EXERCISE AIM:
Pick out all lines of the entries that include the word "wanna" and copy them.

DATA RECORDS:
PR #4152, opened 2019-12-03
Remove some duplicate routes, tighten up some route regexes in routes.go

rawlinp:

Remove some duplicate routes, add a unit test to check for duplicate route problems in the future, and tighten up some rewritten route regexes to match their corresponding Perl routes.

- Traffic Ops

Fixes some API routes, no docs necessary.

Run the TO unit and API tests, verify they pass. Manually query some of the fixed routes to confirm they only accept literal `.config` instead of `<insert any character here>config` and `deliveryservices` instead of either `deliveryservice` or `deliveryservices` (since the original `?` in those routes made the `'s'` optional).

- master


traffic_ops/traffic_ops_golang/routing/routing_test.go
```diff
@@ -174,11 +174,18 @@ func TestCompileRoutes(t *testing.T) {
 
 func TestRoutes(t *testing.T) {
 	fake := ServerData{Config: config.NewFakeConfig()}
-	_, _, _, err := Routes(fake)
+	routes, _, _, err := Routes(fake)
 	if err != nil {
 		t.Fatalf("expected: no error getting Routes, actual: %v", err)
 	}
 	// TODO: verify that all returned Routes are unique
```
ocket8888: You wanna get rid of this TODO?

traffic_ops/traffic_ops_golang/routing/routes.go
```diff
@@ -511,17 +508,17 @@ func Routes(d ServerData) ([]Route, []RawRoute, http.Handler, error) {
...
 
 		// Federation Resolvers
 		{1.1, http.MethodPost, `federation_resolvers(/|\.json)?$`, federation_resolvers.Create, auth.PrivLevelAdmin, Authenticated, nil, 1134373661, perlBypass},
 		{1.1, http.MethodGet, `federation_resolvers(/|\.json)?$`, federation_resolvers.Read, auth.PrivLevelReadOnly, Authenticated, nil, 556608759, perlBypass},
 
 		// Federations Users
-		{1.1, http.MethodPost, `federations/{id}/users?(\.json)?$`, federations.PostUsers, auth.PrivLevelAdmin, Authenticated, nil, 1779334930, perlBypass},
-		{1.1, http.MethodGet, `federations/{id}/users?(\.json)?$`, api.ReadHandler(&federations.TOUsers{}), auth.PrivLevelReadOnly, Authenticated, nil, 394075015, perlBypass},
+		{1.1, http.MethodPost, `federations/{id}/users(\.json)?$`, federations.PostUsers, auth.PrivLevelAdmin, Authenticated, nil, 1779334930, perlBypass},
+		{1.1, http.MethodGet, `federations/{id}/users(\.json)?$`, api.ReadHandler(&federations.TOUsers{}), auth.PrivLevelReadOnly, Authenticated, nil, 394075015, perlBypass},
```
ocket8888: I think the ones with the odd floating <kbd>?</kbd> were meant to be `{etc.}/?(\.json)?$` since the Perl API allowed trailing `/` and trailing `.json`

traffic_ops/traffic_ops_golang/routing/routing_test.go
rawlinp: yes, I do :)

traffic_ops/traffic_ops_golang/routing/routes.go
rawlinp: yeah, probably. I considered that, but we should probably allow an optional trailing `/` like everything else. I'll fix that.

* * *

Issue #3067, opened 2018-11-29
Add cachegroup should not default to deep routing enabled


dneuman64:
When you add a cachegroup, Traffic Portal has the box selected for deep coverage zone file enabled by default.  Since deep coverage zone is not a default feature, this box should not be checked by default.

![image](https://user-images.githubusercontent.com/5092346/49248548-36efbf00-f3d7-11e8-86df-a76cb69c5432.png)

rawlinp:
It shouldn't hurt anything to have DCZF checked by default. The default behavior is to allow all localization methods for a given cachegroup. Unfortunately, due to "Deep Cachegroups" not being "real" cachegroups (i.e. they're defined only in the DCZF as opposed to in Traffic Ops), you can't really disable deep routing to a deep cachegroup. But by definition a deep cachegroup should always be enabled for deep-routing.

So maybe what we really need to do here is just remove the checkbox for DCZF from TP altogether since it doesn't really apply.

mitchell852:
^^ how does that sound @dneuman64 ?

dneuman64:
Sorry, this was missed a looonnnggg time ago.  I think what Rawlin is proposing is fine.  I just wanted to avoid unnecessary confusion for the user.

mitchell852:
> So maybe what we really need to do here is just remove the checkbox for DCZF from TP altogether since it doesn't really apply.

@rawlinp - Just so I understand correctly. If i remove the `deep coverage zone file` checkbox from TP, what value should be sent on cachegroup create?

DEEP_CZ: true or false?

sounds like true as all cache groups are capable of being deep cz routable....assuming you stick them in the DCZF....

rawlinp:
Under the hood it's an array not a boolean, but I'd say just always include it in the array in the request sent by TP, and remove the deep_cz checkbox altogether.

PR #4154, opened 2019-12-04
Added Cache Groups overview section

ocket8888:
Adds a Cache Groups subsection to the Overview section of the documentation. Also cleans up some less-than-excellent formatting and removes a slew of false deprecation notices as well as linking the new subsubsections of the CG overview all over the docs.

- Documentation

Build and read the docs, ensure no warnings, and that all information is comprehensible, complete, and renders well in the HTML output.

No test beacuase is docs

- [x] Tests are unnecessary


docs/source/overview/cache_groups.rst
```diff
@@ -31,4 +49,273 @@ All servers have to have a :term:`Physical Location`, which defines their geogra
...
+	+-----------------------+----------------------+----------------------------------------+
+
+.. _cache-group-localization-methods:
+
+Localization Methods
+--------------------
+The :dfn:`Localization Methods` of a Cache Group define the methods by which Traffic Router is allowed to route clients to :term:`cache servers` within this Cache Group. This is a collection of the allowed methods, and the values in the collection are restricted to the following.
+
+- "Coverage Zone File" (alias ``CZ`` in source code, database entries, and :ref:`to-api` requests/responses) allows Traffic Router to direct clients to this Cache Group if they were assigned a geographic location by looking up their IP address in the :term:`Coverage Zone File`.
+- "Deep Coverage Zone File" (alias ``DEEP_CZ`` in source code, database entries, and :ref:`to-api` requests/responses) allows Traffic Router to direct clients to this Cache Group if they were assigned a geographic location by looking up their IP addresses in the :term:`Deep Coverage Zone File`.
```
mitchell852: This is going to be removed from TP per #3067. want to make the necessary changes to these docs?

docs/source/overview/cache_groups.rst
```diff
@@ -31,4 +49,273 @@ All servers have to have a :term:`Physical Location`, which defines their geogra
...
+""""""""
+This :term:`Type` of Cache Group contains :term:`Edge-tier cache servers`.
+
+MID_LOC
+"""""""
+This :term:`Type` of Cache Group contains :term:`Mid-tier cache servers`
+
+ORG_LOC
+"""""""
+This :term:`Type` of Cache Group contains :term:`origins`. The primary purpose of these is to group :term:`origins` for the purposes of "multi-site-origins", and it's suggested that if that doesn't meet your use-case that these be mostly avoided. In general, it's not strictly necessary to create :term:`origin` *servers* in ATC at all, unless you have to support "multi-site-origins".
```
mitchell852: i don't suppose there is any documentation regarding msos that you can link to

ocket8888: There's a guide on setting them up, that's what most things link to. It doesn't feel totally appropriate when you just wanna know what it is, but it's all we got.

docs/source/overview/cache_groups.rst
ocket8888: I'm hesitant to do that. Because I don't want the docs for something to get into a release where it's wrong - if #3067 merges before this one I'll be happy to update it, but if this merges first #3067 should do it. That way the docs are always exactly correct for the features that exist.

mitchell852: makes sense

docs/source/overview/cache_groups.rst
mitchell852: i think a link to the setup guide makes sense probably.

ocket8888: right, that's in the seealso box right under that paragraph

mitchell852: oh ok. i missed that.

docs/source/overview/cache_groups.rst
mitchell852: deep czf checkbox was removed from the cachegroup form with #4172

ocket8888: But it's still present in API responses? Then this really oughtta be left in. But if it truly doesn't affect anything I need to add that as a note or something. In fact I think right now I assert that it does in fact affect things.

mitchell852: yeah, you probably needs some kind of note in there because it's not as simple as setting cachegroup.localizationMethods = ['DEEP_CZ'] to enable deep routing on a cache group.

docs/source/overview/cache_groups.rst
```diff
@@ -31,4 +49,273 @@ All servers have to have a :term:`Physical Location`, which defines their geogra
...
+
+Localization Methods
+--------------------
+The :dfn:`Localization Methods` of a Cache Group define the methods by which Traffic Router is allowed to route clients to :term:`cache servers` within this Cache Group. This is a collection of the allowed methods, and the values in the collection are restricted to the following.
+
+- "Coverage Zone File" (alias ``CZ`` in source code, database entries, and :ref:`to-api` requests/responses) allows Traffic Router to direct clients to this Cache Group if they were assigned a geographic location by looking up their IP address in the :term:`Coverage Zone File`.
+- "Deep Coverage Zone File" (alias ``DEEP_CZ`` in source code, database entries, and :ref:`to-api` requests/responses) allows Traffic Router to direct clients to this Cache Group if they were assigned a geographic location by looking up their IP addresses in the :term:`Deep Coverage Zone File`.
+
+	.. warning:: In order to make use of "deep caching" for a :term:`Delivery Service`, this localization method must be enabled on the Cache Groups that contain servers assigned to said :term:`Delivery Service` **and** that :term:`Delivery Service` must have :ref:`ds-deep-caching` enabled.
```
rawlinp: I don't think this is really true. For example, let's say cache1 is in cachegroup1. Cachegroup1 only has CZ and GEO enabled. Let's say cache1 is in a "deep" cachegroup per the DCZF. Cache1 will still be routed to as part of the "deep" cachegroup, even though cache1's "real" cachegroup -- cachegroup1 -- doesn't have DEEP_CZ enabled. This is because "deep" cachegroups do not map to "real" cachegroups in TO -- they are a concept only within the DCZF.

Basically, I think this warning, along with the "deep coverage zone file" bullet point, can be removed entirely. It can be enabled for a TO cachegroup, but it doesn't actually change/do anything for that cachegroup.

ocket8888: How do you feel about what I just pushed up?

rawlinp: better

EXERCISE SOLUTION:
ocket8888: You wanna get rid of this TODO?
ocket8888: There's a guide on setting them up, that's what most things link to. It doesn't feel totally appropriate when you just wanna know what it is, but it's all we got.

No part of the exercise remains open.